Prove that $p(x)=x+1$. 
Let $p(x)$ be a polynomial with integer coefficients such that $p(n) > n$ for every positive integer $n$. Define a sequence by $x_1 = 1, x_{i+1}=p(x_i)$ for $i\ge 1$. Suppose for any positive integer m, there exists some $r$ so that $m | x_r$. Prove that $p(x)=x+1$.


Source: problem 10 from this problem set.

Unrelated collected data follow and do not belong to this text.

PR #3391, opened 2019-07-02
[ZEPPELIN-4189] Record INTERPRETER_RUN_COMMAND execution log in the interpreter.sh

xunliu:
### What is this PR for?
Record the `INTERPRETER_RUN_COMMAND` execution log in the interpreter.sh file. Can help find the reason why the startup interpreter failed to execute. 
Especially in the container environment, it can play a relatively large role. When creating an interpreter process in the container, if it fails, you can use this log to re-execute and check the problem.

### What type of PR is it?
[Improvement]

### What is the Jira issue?
* https://issues.apache.org/jira/browse/ZEPPELIN-4189

[CI Pass](https://travis-ci.org/liuxunorg/zeppelin/builds/553071915) 

### Questions:


liuxunorg:

PR #3393, opened 2019-07-02
[ZEPPELIN-4214]. Spark Web UI is displayed in the wrong paragraph

zjffdu:
### What is this PR for?

This PR fix the issue that spark job url is displayed in the wrong paragraph. Unit test is added in SparkInterpreterTest.

### What type of PR is it?
[Bug Fix]

### Todos
* [ ] - Task

### What is the Jira issue?
* https://jira.apache.org/jira/browse/ZEPPELIN-4214

* CI pass

Before

image

After
image

### Questions:

### DIFF
--- a/spark/spark-shims/src/main/scala/org/apache/zeppelin/spark/SparkShims.java
+++ b/spark/spark-shims/src/main/scala/org/apache/zeppelin/spark/SparkShims.java
@@ -96,35 +96,42 @@ public abstract class SparkShims {
   public abstract String showDataFrame(Object obj, int maxResult);
 
 
-  protected String getNoteId(String jobgroupId) {
-    int indexOf = jobgroupId.indexOf("-");
-    int secondIndex = jobgroupId.indexOf("-", indexOf + 1);
-    return jobgroupId.substring(indexOf + 1, secondIndex);
-  }
-
-  protected String getParagraphId(String jobgroupId) {
-    int indexOf = jobgroupId.indexOf("-");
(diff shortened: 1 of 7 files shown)


zjffdu:
@felixcheung @liuxunorg @jongyoul Could you help review it ? Thanks

spark/spark-shims/src/main/scala/org/apache/zeppelin/spark/SparkShims.java
```diff
@@ -96,37 +96,44 @@ public abstract void setupSparkListener(String master,
...
       jobUrl = sparkWebUrl + "/jobs";
     }
+    String jobGroupId = jobProperties.getProperty("spark.jobGroup.id");
 
     Map<String, String> infos = new java.util.HashMap<String, String>();
     infos.put("jobUrl", jobUrl);
     infos.put("label", "SPARK JOB");
     infos.put("tooltip", "View in Spark web UI");
-    infos.put("noteId", context.getNoteId());
-    infos.put("paraId", context.getParagraphId());
```
liuxunorg: Because each time execute a paragraph, The paragraph id in the InterpreterContext is the currently executed paragraph ID. The resulting BUG?

zjffdu: The root cause is that InterpreterContext is never updated, it is always the first paragraph's InterpreterContext, so the spark job url is always displayed in the first paragraph.

zjffdu:

PR #3397, opened 2019-07-05
[ZEPPELIN-4208] Cluster synchronize InterpreterSetting

liuxunorg:
### What is this PR for?
In cluster mode, The user creates, modifies, and deletes the InterpreterSetting on any of the zeppelin servers.
All need to be notified to all the zeppelin servers in the cluster to synchronize the update of InterpreterSetting. Failure to do so will result in the user not being able to continue while switching to another server.

1. Listen for note update events
  Listen for the NEW_INTERPRETER_SETTING、DEL_INTERPRETER_SETTING、UPDATE_INTERPRETER_SETTING ... event of the InterpreterSetting in the InterpreterSettingManager#onMessage() function.

2. Broadcast note update event
  The note is refreshed by notifying the event to all zeppelin servers in the cluster via messagingService.

### What type of PR is it?
[Feature]

### What is the Jira issue?
* https://issues.apache.org/jira/browse/ZEPPELIN-4208

* [CI Pass](https://travis-ci.org/liuxunorg/zeppelin/builds/554484474)

Sync-InterpreterSetting

### Questions:


liuxunorg:

zeppelin-zengine/src/main/java/org/apache/zeppelin/interpreter/InterpreterSettingManager.java
```diff
@@ -978,4 +1041,85 @@ public void onParagraphUpdate(Paragraph p) throws IOException {
...
+    Map<String, InterpreterProperty> properties
+        = (Map<String, InterpreterProperty>) intpSetting.getProperties();
+    InterpreterOption intpOption = intpSetting.getOption();
+
+    HashMap<String, String> params = new HashMap<>();
+    String jsonDep = gson.toJson(dependencies, new TypeToken<List<Dependency>>() {
+    }.getType());
+    String jsonProps = gson.toJson(properties, new TypeToken<Map<String, InterpreterProperty>>() {
+    }.getType());
+    params.put("id", intpSetting.getId());
```
zjffdu: How about create toJson in InterpreterSetting.java, so that you don't to create toJson in Dependency and InterpreterOption ? I believe we may need to serialization interpreter setting elsewhere, although now we do it via InterpreterSettingInfoSaving, but this is due to legacy reason. We should unify the serialization of InterpreterSetting.

liuxunorg: If I replace the entire `InterpreterSetting` with json, I am worried that the data is too large, and I only need data for `dependencies` and `InterpreterProperty`, and I don't need the full `InterpreterSetting` data.

liuxunorg:
Any more comments?

zeppelin-zengine/src/main/java/org/apache/zeppelin/interpreter/InterpreterSettingManager.java
zjffdu: It won't be too large. Many fields of InterpreterSetting is transient, that would be serialized.

liuxunorg:
InterpreterSetting support `JsonSerializable` add test case.
[CI Pass](https://travis-ci.org/liuxunorg/zeppelin/builds/555851743)

liuxunorg:
@zjffdu , Please help review code, thanks!

zjffdu:
Thanks @liuxunorg  LGTM
BTW, another thing I am thinking about is the integration test of Cluster Manager. Maybe we could simulate that by starting 2 zeppelin server in one machine.

liuxunorg:
I added a few test cases that can run several nodes on a server to create a zeppelin cluster. They are

### One zeppelin-sever + Two ClusterManagerServer -> Compose a zeppelin cluster
> Can simulate cluster events for zeppelin clusters.

https://github.com/apache/zeppelin/blob/master/zeppelin-server/src/test/java/org/apache/zeppelin/cluster/ClusterEventTest.java

### One or Three ClusterManagerServer -> Compose a zeppelin cluster
> Metadata test used to check the cluster itself.

https://github.com/apache/zeppelin/blob/master/zeppelin-interpreter/src/test/java/org/apache/zeppelin/cluster/ClusterMultiNodeTest.java

https://github.com/apache/zeppelin/blob/master/zeppelin-interpreter/src/test/java/org/apache/zeppelin/cluster/ClusterSingleNodeTest.java

PR #3398, opened 2019-07-05
[ZEPPELIN-4219] User can start interpreter when interpreter dependencies jars are not downloaded

zjffdu:
### What is this PR for?
Now interpreter can start even when it is downloading dependencies. It will cause ClassNotFound exception. The root cause is that the status of InterpreterSetting is incorrectly set to `READY`.  This PR fix this issue.

### What type of PR is it?
[Bug Fix ]

### Todos
* [ ] - Task

### What is the Jira issue?
* https://jira.apache.org/jira/browse/ZEPPELIN-4219

* CI pass

### Questions:


zjffdu:
That's right @felixcheung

One should theoretically be able to show $p(x)-x-1$ has infinitely many zeroes, though this may be very hard. I know that $p(n)\equiv p(m)\mod a$ for any positive integer a and integers $m,n$ with $m\equiv n\mod a$. The hint says to prove that $(x_{n+1}-x_1) | x_i$ for some $1\leq i\leq n.$ Based on the proof's conclusion, we should be able to make $n$ arbitrary. Then we should be able to prove that $i=n$ is the unique index satisfying the above constraint. In the latter case, we must have $x_2-x_1 | x_1$. If we do prove this though, it could probably be useful to prove the desired claim by induction. The sequence $(x_n)$ contains all the positive integers as prime factors, which seems to relate to the notion of surjectivity ($p$ turns out to be a surjective map from positive integers to $\mathbb{Z}_{\ge 2}$).

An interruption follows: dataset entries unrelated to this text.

PR #4568, opened 2023-02-22
[ZEPPELIN-5883] Upgrade influxDB client version to 2.3.0

akishichinibu:
### What is this PR for?
Zeppelin Interpreter Support InfluxDB From 1.7.0 To 2.3.0

### What type of PR is it?
Improvement

### Todos
* [ ] - Task

### What is the Jira issue?
* https://issues.apache.org/jira/browse/ZEPPELIN-5883

* CI passed

### Questions:

### DIFF
--- a/influxdb/pom.xml
+++ b/influxdb/pom.xml
@@ -35,8 +35,8 @@
     <properties>
         <interpreter.name>influxdb</interpreter.name>
         <project.build.sourceEncoding>UTF-8</project.build.sourceEncoding>
-        <influxdb.client.version>1.7.0</influxdb.client.version>
-        <dependency.okhttp3.version>3.13.1</dependency.okhttp3.version>
+        <influxdb.client.version>2.3.0</influxdb.client.version>
+        <dependency.okhttp3.version>4.7.2</dependency.okhttp3.version>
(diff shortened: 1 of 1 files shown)


influxdb/pom.xml
```diff
@@ -35,8 +35,8 @@
     <properties>
         <interpreter.name>influxdb</interpreter.name>
         <project.build.sourceEncoding>UTF-8</project.build.sourceEncoding>
-        <influxdb.client.version>1.7.0</influxdb.client.version>
-        <dependency.okhttp3.version>3.13.1</dependency.okhttp3.version>
+        <influxdb.client.version>2.3.0</influxdb.client.version>
+        <dependency.okhttp3.version>4.7.2</dependency.okhttp3.version>
```
akishichinibu, line 39: The test dependency [okhttp3](https://mvnrepository.com/artifact/com.squareup.okhttp3/mockwebserver) should also be upgrade to `4.7.2` or the tests will fail.

Reamer (approved):
I don't have this interpreter in use, but I think an update of the client library is not wrong.
Are there perhaps new client features that could be covered with a simple unit test?

PR #4573, opened 2023-03-07
[ZEPPELIN-5888] Upgrade sparql version to 3.17.0

akishichinibu:
### What is this PR for?
Zeppelin Interpreter Support SPARQL From 3.12.0 To 3.17.0

### What type of PR is it?
Improvement

### Todos
* [ ] - Task

### What is the Jira issue?
* https://issues.apache.org/jira/browse/ZEPPELIN-5888

* CI passed

### Questions:

### DIFF
--- a/sparql/pom.xml
+++ b/sparql/pom.xml
@@ -33,7 +33,7 @@
 
     <properties>
         <interpreter.name>sparql</interpreter.name>
-        <jena.version>3.12.0</jena.version>
+        <jena.version>3.17.0</jena.version>
     </properties>
 
     <dependencies>


sparql/pom.xml
```diff
@@ -33,7 +33,7 @@
 
     <properties>
         <interpreter.name>sparql</interpreter.name>
-        <jena.version>3.12.0</jena.version>
+        <jena.version>3.17.0</jena.version>
```
akishichinibu, line 36: The Java 11 is [required since Jena 4](https://jena.apache.org/download/index.cgi#:~:text=Jena4%20requires%20Java%2011.).

jongyoul:
BTW, is it necessary to keep this interpreter? I don't know about the detail but sometimes I feel like we should think we could maintain this interpreter continuously or not. WDYT?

 A: The AoPS thread Easy indicates a problem source of the "Iranian selection test for IMO $2004$". The thread includes several solution methods, with this answer adapting (e.g., by correcting some mistakes with its equivalent of \eqref{eq2A}) and expanding on the one used in Post #$9$.
Since $p(n) \gt n$ for all positive integers $n$, then for all $i \ge 1$ we have $(x_{i+1} = p(x_i)) \gt x_i$. Thus, the $x_i$ form a strictly increasing sequence so, with $x_1 = 1$, then $x_i \ge i$. For any $k \ge 3$, define
$$N = x_k - 1 \tag{1}\label{eq1A}$$
The problem states there exists an $r$ such that $N \mid x_r$, so let $m$ be the minimum such index value. Since $x_k - 1 \ge x_{k-1}$, then $m \ge k-1$. With $m \gt k-1$, then $m \neq k$ because $x_k-1 \gt 1$, so $\gcd(x_k-1,x_k)=1 \; \to \; N \nmid x_k$, which means $m \gt k$.

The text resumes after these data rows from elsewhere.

PR #4578, opened 2023-03-31
[ZEPPELIN-5891] Method contains useless variables

NicolasGong:
### What is this PR for?
Method contains useless variables

### What type of PR is it?
Improvement

### What is the Jira issue?
* [ZEPPELIN-5891]

### DIFF
--- a/zeppelin-zengine/src/main/java/org/apache/zeppelin/notebook/AuthorizationService.java
+++ b/zeppelin-zengine/src/main/java/org/apache/zeppelin/notebook/AuthorizationService.java
@@ -94,11 +94,6 @@ public class AuthorizationService implements ClusterEventListener {
     this.notesAuth.put(noteId, noteAuth);
   }
 
-  public void cloneNoteMeta(String noteId, String sourceNoteId, AuthenticationInfo subject) {
-    NoteAuth noteAuth = new NoteAuth(noteId, subject, conf);
-    this.notesAuth.put(noteId, noteAuth);
-  }
-
   /**
    * Persistent NoteAuth
    *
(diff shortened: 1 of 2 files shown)


NicolasGong:
> Very strange, we want to clone the metadata. How does the code work without a source NoteId?

I think this method is to put the new NoteId and AuthenticationInfo into the cache. This method does not require sourceNoteId.

Reamer:
I think we can delete the `cloneNoteMeta` method completely and replace it with `createNoteAuth`.

In my opinion, the original rights should not be transferred from the old Note to the new Note. It makes sense to store the roles of the user who is currently cloning the note.

NicolasGong:
I agree with you and resubmitted the code.

zeppelin-zengine/src/main/java/org/apache/zeppelin/notebook/AuthorizationService.java
```diff
@@ -93,12 +93,7 @@ public void createNoteAuth(String noteId, AuthenticationInfo subject) {
     NoteAuth noteAuth = new NoteAuth(noteId, subject, conf);
     this.notesAuth.put(noteId, noteAuth);
   }
-
-  public void cloneNoteMeta(String noteId, String sourceNoteId, AuthenticationInfo subject) {
-    NoteAuth noteAuth = new NoteAuth(noteId, subject, conf);
-    this.notesAuth.put(noteId, noteAuth);
-  }
-
+
```
Reamer, line 96: I suspect spaces here.

Reamer (changes requested):
Please check whether the blanks are present.

zeppelin-zengine/src/main/java/org/apache/zeppelin/notebook/AuthorizationService.java
NicolasGong: I removed extra spaces.

Reamer (approved):
LGTM

NicolasGong:
Some checks were not successful,but i don't know why. These errors do not appear to be related to this commit。

PR #4591, opened 2023-04-26
[ZEPPELIN-5898]fix:down csv data error

zhugezifang:
### What is this PR for?

This pull request fix the bug of download csv data error

### What type of PR is it?
Bug Fix

### Todos
* [ ] - Task

### What is the Jira issue?
https://issues.apache.org/jira/browse/ZEPPELIN-5898

* CI

### Questions:

### DIFF
--- a/docs/interpreter/flink.md
+++ b/docs/interpreter/flink.md
@@ -144,12 +144,14 @@ docker run -u $(id -u) -p 8080:8080 --rm -v /mnt/disk1/flink-sql-cookbook-on-zep
 
 Download Flink 1.10 or afterwards (Scala 2.11 & 2.12 are both supported)
 
-### Specific for Flink 1.15
+### Specific for Flink 1.15 and above
 
 Flink 1.15 is scala free and has changed its binary distribution. If you would like to make Zeppelin work with Flink 1.15, you need to do the following extra steps.
 * Move FLINK_HOME/opt/flink-table-planner_2.12-1.15.0.jar to FLINK_HOME/lib
 * Move FLINK_HOME/lib/flink-table-planner-loader-1.15.0.jar to FLINK_HOME/opt
 * Download flink-table-api-scala-bridge_2.12-1.15.0.jar and flink-table-api-scala_2.12-1.15.0.jar to FLINK_HOME/lib
+
+Flink 1.16 introduces new `ClientResourceManager` for sql client, you need to move `FLINK_HOME/opt/flink-sql-client-1.16.0.jar` to `FLINK_HOME/lib`
 
 ## Flink on Zeppelin Architecture
 


Reamer:
Still

> Thanks for the contribution @zhugezifang , could you update the PR description?

zhugezifang:
> Still
> 
> > Thanks for the contribution @zhugezifang , could you update the PR description?

ok，updated it

Reamer:
I do not understand the fix. Could you please explain it.

zhugezifang:
> I do not understand the fix. Could you please explain it.

let we look the example of https://issues.apache.org/jira/browse/ZEPPELIN-5898 

when i query the result in zeppelin，the result is

image

and click download
image


but the data of downloaded has problems

image


the column of params_value is json，but  open  in  csv, it is not ，so it has a bug

this pr is to fix the bug

zhugezifang:
>

zhugezifang:
> I do not understand the fix. Could you please explain it.

excuce me，the is a webchat group or other group of zeppelin，we can discuss it more timely。

and i want to add the feature to zeppelin ，it is a brief description in https://issues.apache.org/jira/browse/ZEPPELIN-5896

i discuss the feature with @zjffdu ,he say i can try it

Reamer:
I don't think it's a specific JSON problem, but rather a delimiter problem.
The CSV is broken because in the JSON example there is a `,` in the text field and this is also used as a delimiter.
What do you think about it?

zhugezifang:
> I don't think it's a specific JSON problem, but rather a delimiter problem. The CSV is broken because in the JSON example there is a `,` in the text field and this is also used as a delimiter. What do you think about it?

yes ,the code solve the  ',' of delimiter, but it solved not perfect，it also exist bug

image

zhugezifang:
> > I do not understand the fix. Could you please explain it.
> 
> excuce me，there is a webchat group or other group of zeppelin，we can discuss it more timely。
> 
> and i want to add the feature to zeppelin ，it is a brief description in https://issues.apache.org/jira/browse/ZEPPELIN-5896
> 
> i discuss the feature with @zjffdu ,he say i can try it

@Reamer  hi，i also want to add this feature into zeppelin，and could I get your support？

zhugezifang:
> > @Reamer hi，i also want to add this feature into zeppelin，and could I get your support？
> 
> Of course. I was able to reproduce the problem and understood the problem. Your change definitely solves the problem. It's just not a JSON specific problem, but a general masking problem.
> 
> I would remove the if statement. It is not necessary because replaceAll also looks for the quotes.
> 
> ```
> // Mask all quotes
> stringValue = stringValue.replaceAll('"', '""');
> ```

ok,i update it later and then add a new pr

PR #4609, opened 2023-05-30
[ZEPPELIN-5920] Fix deprecation warnings

matthias-koch:
### What is this PR for?
If z.show is used with a Panda DataFrame that has a timestamp as index, then a DeprecationWarning appears for every row in the data frame.
This issue was fixed.

### What type of PR is it?
Bug Fix

### What is the Jira issue?
https://issues.apache.org/jira/browse/ZEPPELIN-5920

* A new unit test was added

### Questions:

### DIFF
--- a/python/src/main/resources/python/zeppelin_context.py
+++ b/python/src/main/resources/python/zeppelin_context.py
@@ -221,7 +221,7 @@ class PyZeppelinContext(object):
                 body_buf.write(self.normalizeColumn(str(cell)))
             # don't print '\n' after the last row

Define $p^{0}(x) = x$ and $p^{i+1}(x) = p(p^{i}(x)) \; \forall \; i \gt 0$ (e.g., $p^2(x) = p(p(x))$). Next, note for any integers $a$ and $b$ that $a - b \mid p(a) - p(b)$, so $p(a) - p(b) \mid p^{2}(a) - p^{2}(b) \; \to \; a - b \mid p^{2}(a) - p^{2}(b)$, thus possibly repeating this multiple times gives that $a - b \mid p^{j}(a) - p^{j}(b) \; \forall \; j \ge 0$. Using this, along with $x_s = p^{s-1}(1)$ for all $s \ge 1$, we have
$$x_m = p^{m-1}(1) = p^{m-k}(p^{k-1}(1)) = p^{m-k}(x_k) \equiv p^{m-k}(1) = x_{m-k+1} \pmod{N} \tag{2}\label{eq2A}$$
However, this contradicts the minimality of $m$. Thus, $m = k-1$ so $x_k - 1 \mid x_{k-1} \; \to \; x_{k-1} \ge x_k - 1$ but, since $x_k - 1 \ge x_{k-1}$, we have $x_k = x_{k-1} + 1$. However, then the polynomial
$$q(x) = p(x) - x - 1 \tag{3}\label{eq3A}$$
has infinitely many roots, i.e., at $x = x_{k-1}$ for all $k \ge 3$. Thus, $q(x)$ must be the $0$ polynomial, which means that
$$p(x) = x + 1 \tag{4}\label{eq4A}$$
A: Here's a reference to an extremely high-level theorem which easily beats this problem into submission. If someone can prove it more simply that would be much better.

This can be proved by a special case of Chebotarev's Density Theorem. The statement of the theorem is complicated, but the special case of it can be restated to say: if $p(x)$ is a degree $n$ polynomial and $p_k$ is the $k$th prime, then
$$\lim_{N\to\infty} \frac{|\{ p_k\leq N|p_k\text{ does not divide }p(x)\text{ for any }x\in\mathbb{Z}\}|}{\pi(N)}=\frac{n-1}{n}$$
(Someone please correct me if I am incorrectly stating this case). Basically, for any non-linear polynomial there are infinite primes $p_{k_i}$ such that
$$p(x)\not\equiv 0\ (\text{mod }p_{k_i})\text{ for all }i\in\mathbb{N}$$
Thus, it is only possible that $p(n)$ from your original question is linear. The rest of the proof is simple.